Reputation: 633
I have a shell script and I want to add a line or two where it would remove a log file only if it exists. Currently my script simply does:
rm filename.log
However if the filename doesn't exist I get a message saying filename.log does not exist, cannot remove. This makes sense but I don't want to keep seeing that every time I run the script. Is there a smarter way with an IF statement I can get this done?
Upvotes: 55
Views: 66953
Reputation: 5119
You can use
To delete a directory
rm -rf my/dir || true
To delete a file
rm my/file || true
|| true
works if the file/directory does not exist and does not throw an error
Upvotes: 1
Reputation: 46509
Touch the file first, which will create it if it's not present, but only change the timestamp if it is present.

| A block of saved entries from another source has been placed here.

PR #2010, opened 2020-12-30
[12.0][IMP] l10n_it_fiscal_document_type: Hide fields to not italy company

victoralmau:

Locked by:
- [ ] `l10n_it_account` https://github.com/OCA/l10n-italy/pull/2011

@Tecnativa TT27569

### DIFF
--- a/l10n_it_fiscal_document_type/models/account_fiscal_position.py
+++ b/l10n_it_fiscal_document_type/models/account_fiscal_position.py
@@ -2,9 +2,11 @@ from odoo import models, fields
 
 
 class AccountFiscalPosition(models.Model):
-    _inherit = 'account.fiscal.position'
+    _name = 'account.fiscal.position'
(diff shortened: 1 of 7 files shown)


l10n_it_fiscal_document_type/models/account_fiscal_position.py
```diff
@@ -7,4 +7,22 @@ class AccountFiscalPosition(models.Model):
...
         'fiscal.document.type',
         string="Fiscal Document Type",
-        readonly=False)
+        readonly=False
+    )
+    is_company_it = fields.Boolean(
+        compute="_compute_is_company_it"
+    )
+
+    def _compute_is_company_it(self):
```
eLBati, line 16: As this check is always the same for the  3 models, could it be written only once?

eLBati: I noticed https://github.com/OCA/l10n-italy/pull/2014#issuecomment-752684726 later ;-)

PR #2011, opened 2020-12-30
[12.0][IMP] l10n_it_account: Hide fields to not italy company

victoralmau:

Locked by: 
- [ ] `l10n_multi_country` https://github.com/OCA/server-ux/pull/262

@Tecnativa TT27571

### DIFF
--- a/l10n_it_account/__manifest__.py
+++ b/l10n_it_account/__manifest__.py
@@ -18,6 +18,7 @@
         'account_fiscal_year',
         'account_tax_balance',
         'web',
+        'l10n_multi_country'
     ],
     "data": [
         'views/account_setting.xml',
--- a/l10n_it_account/models/account_group.py
+++ b/l10n_it_account/models/account_group.py
@@ -5,7 +5,8 @@ from odoo.exceptions import ValidationError
 
 
 class AccountGroup(models.Model):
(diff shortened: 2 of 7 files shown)


eLBati (approved):
LGTM

l10n_it_account/models/l10n_it_account_mixin.py
```diff
@@ -0,0 +1,19 @@
...
+    is_company_it = fields.Boolean(
+        compute="_compute_is_company_it"
+    )
+
+    def _compute_is_company_it(self):
+        for record in self:
+            if self.env.user.company_id.is_country_id_code_it():
+                record.is_company_it = True
+            else:
+                record.is_company_it = False
```
pedrobaeza, line 19: Simplify the expression, but also take into account the company of the object
```suggestion
            company = False
            if "company_id" in record._fields():
                company = record.company_id
            company = company or record.env.user.company_id
            record.is_company_it = company.is_country_id_code_it()
```

pedrobaeza (changes requested):
Can you develop a test for the mixin?

eLBati (changes requested):
A more generic solution is under consideration https://github.com/OCA/l10n-italy/pull/2017#pullrequestreview-561539307

PR #2014, opened 2020-12-30
[12.0][IMP] l10n_it_esigibilita_iva: Hide fields to not italy company

victoralmau:

Locked by:

@Tecnativa TT27566


pedrobaeza:
If there's a generic module that all depend on (I think it's l10n_it_account), you should create there a mixin and inherit from it on the rest of the models instead of having to add the same compute everywhere.

sergiocorato:
@victoralmau could you explain the functional reason for these changes?

pedrobaeza:

PR #2017, opened 2020-12-31
[12.0][IMP] l10n_it_ipa: Hide fields to not italy company

victoralmau:

Locked by:

@Tecnativa TT27566

### DIFF
--- a/l10n_it_ipa/model/l10n_it_ipa_mixin.py
+++ b/l10n_it_ipa/model/l10n_it_ipa_mixin.py
@@ -1,0 +1,27 @@
+# Copyright 2020 Tecnativa - Víctor Martínez
+# License LGPL-3.0 or later (http://www.gnu.org/licenses/lgpl).
+from odoo import models, fields
+
+
+class L10nItIpaMixin(models.AbstractModel):
+    _name = 'l10n_it_ipa.mixin'
+    _description = 'l10n_it_ipa Mixin'
+
+    is_company_it = fields.Boolean(
+        compute="_compute_is_company_it"
+    )
+
+    def _compute_is_company_it(self):
+        for record in self:
+            record.is_company_it = False
+            country_it = self.env.ref("base.it")
+            if (
+                (
+                    record.company_id and
+                    record.company_id.country_id == country_it
+                ) or (
+                    not record.company_id and
+                    self.env.user.company_id.country_id == country_it
+                )
+            ):
+                record.is_company_it = True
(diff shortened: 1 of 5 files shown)


l10n_it_ipa/model/l10n_it_ipa_mixin.py
```diff
@@ -0,0 +1,27 @@
+# Copyright 2020 Tecnativa - Víctor Martínez
+# License LGPL-3.0 or later (http://www.gnu.org/licenses/lgpl).
+from odoo import models, fields
+
+
+class L10nItIpaMixin(models.AbstractModel):
+    _name = 'l10n_it_ipa.mixin'
```
eLBati, line 7: Why another mixin in addition to `l10n_it_account.mixin`?

eLBati (changes requested):

l10n_it_ipa/model/l10n_it_ipa_mixin.py
victoralmau: Because this addon haven't `l10n_it_account` dependency.

eLBati: Right. Then maybe we should have a basic module (`l10n_it_multi_country`?) that introduces the mixin and make all these modules depend on it.

@pedrobaeza what do you think? Do you have anything similar in Spain?

@OCA/local-italy-maintainers cheddite?

eLBati: Probably this should designed at OCA level, not only for `l10n-italy`

pedrobaeza: Yeah, `l10n_it_base` containing the mixin is the best option, but not everyone will like to add on this version a new module dependency in the middle of the version (I would be one of them being on the opposite side).

pedrobaeza: Not bad idea, although in Spain we work at CoA level, not country code level. By the way, do you have a link to a complete Italian CoA that you use instead of the official one?

sergiocorato: I don't use this CoA for many customers, perhaps only some migrated, but for e.g.: https://github.com/sergiocorato/efatto/tree/12.0/l10n_it_generic
I agree with a module `l10n_multi_country` at OCA level, to add as dependency in modules of whatever localization, or to specific newly created modules inheriting the standard modules.

PR #2019, opened 2020-12-31
[12.0][IMP] l10n_it_rea: Hide fields to not italy company

victoralmau:

Locked by:

@Tecnativa TT27566

### DIFF
--- a/l10n_it_rea/models/l10n_it_rea_mixin.py
+++ b/l10n_it_rea/models/l10n_it_rea_mixin.py
@@ -1,0 +1,27 @@
+# Copyright 2020 Tecnativa - Víctor Martínez
+# License LGPL-3.0 or later (http://www.gnu.org/licenses/lgpl).
+from odoo import models, fields
+
+
+class L10nItReaMixin(models.AbstractModel):
+    _name = 'l10n_it_rea.mixin'
+    _description = 'l10n_it_rea Mixin'
+
+    is_company_it = fields.Boolean(
+        compute="_compute_is_company_it"
+    )
+
+    def _compute_is_company_it(self):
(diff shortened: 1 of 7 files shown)


l10n_it_rea/models/l10n_it_rea_mixin.py
```diff
@@ -0,0 +1,27 @@
+# Copyright 2020 Tecnativa - Víctor Martínez
+# License LGPL-3.0 or later (http://www.gnu.org/licenses/lgpl).
+from odoo import models, fields
+
+
+class L10nItReaMixin(models.AbstractModel):
+    _name = 'l10n_it_rea.mixin'
```
eLBati, line 7: https://github.com/OCA/l10n-italy/pull/2017#pullrequestreview-561539307

victoralmau: Because this addon haven't `l10n_it_account` dependency.

pedrobaeza: @eLBati is it OK to add such dependency on the modules instead?

eLBati: https://github.com/OCA/l10n-italy/pull/2017#discussion_r551947927

I think it's better  not to add `l10n_it_account` as a dependency of modules like  `l10n_it_rea`, because some database could use these basic modules without using accounting.

pedrobaeza: OK, I see, then maybe a `l10n_it_base` containing this mixin can be an option, or to duplicate code.

PR #2051, opened 2021-01-18
[12.0][FIX] l10n_it_fatturapa_out: Fix error tests to copy files

victoralmau:
Fix error tests to copy files

Please @pedrobaeza review it

@Tecnativa TT26985

### DIFF
--- a/l10n_it_fatturapa_out/readme/CONTRIBUTORS.rst
+++ b/l10n_it_fatturapa_out/readme/CONTRIBUTORS.rst
@@ -4,3 +4,7 @@
 * Alessio Gerace
 * Alex Comba
 * Sergio Zanchetta <https://github.com/primes2h>
+
+* `Tecnativa <https://www.tecnativa.com>`_:
+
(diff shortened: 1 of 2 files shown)


eLBati:
When does the error happen?

pedrobaeza:
And why a copy of the file is needed?

victoralmau:
Errors happen to run tests.
I don't understand code (reason to copy file and why only error happen only in some case) but it's my fast fix it.

pedrobaeza:
@eLBati can you clarify what is the goal of such copy to see if this can be improved in any way?

eLBati:
:thinking: I found the commit which introduced it ec69c24a0054b9a1047ed58aae04dbbf34f8e5fe but I don't remember the reason.
Maybe @archetipo ?

Anyway, if tests run correctly without the copy, I guess we can directly remove it

eLBati (approved):
Thanks

pedrobaeza (approved):

PR #2052, opened 2021-01-18
[12.0][FIX] l10n_it_fatturapa_in: Fix error tests in previous chart template load (multi-location)

victoralmau:
Tests about it work fine but if is installed with other addons (`l10n_es_vat_book` for example) appear errors in test because other addon load account chart template and not exist accounts related to some types.
Although isn't a very good solution it's a fast fix.

IMO a good solution it's very difficult because will need to use a base test that auto-install itally account chart template and prevent errors in tests BUT affect to almost all addons to `l10n-italy`.

@Tecnativa TT26985

### DIFF
--- a/l10n_it_fatturapa_in/readme/CONTRIBUTORS.rst
+++ b/l10n_it_fatturapa_in/readme/CONTRIBUTORS.rst
@@ -4,3 +4,7 @@
 * Sergio Zanchetta <https://github.com/primes2h>
 * Giovanni Serra <giovanni@gslab.it>
 * Gianmarco Conte <gconte@dinamicheaziendali.it>
+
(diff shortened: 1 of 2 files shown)


pedrobaeza (commented):
The main problem here is that this is using current company and chart of accounts (CoA) without taking into account which is the CoA and for which country. This should be used a similar technique like `l10n_es_aeat` that creates a company, and load Spanish CoA for using it.

victoralmau:
Speak about it in othe PR https://github.com/OCA/l10n-italy/pull/2017#pullrequestreview-561539307 related to https://github.com/OCA/l10n-italy/issues/2053

PR #2245, opened 2021-04-27
[8.0][FIX] format works in ASCII

### LINKED ISSUE #2244: [8.0] Generazione Comunicazione dati fattura non creata per errore
La funzione `format()` di python 2.7 ha un baco vedi [1] che genera questo [2] errore qui [3] in caso di stringa con caratteri particolari come [4]. Non genera problemi ad esempio con caratteri non latini.
La funzione `%` invece non genera questo problema.

[1] https://stackoverflow.com/questions/54364991/ascii-decode-error-even-though-everything-being-unicode-python-2-7
[2] `UnicodeEncodeError: 'ascii' codec can't encode character u'\xe9' in position 7: ordinal not in range(128)`
[3] https://github.com/OCA/l10n-italy/blob/493acc67c5a93d4359a5d6078d714bca1a2918f8/l10n_it_invoices_data_communication/models/communication.py#L290
[4] `98, Allée des Champs Elysées `

sergiocorato:
fix #2244

### DIFF
--- a/l10n_it_invoices_data_communication/models/communication.py
+++ b/l10n_it_invoices_data_communication/models/communication.py
@@ -287,9 +287,9 @@ class ComunicazioneDatiIva(models.Model):
             partner.commercial_partner_id.fiscalcode or ''
         vals['cedente_Denominazione'] = encode_for_export(partner.name, 80)
         # Sede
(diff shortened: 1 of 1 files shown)


sergiocorato:
Close for inactivity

touch filename && rm filename
Less efficient, but easy to remember.
Upvotes: 11
Reputation: 370
if [ ! -f 'absolute path of file' ]
then
echo "File does not exist. Skipping..."
else
rm 'absolute path of file'
fi
If you use the following then it should work.
Upvotes: 5
Reputation: 295934
Pass the -f
argument to rm
, which will cause it to treat the situation where the named file does not exist as success, and will suppress any error message in that case:
rm -f -- filename.log
What you literally asked for would be more like:
[ -e filename.log ] && rm -- filename.log
but it's more to type and adds extra failure modes. (If something else deleted the file after [
tests for it but before rm
deletes it, then you're back at having a failure again).
As an aside, the --
s cause the filename to be treated as literal even if it starts with a leading dash; you should use these habitually if your names are coming from variables or otherwise not strictly controlled.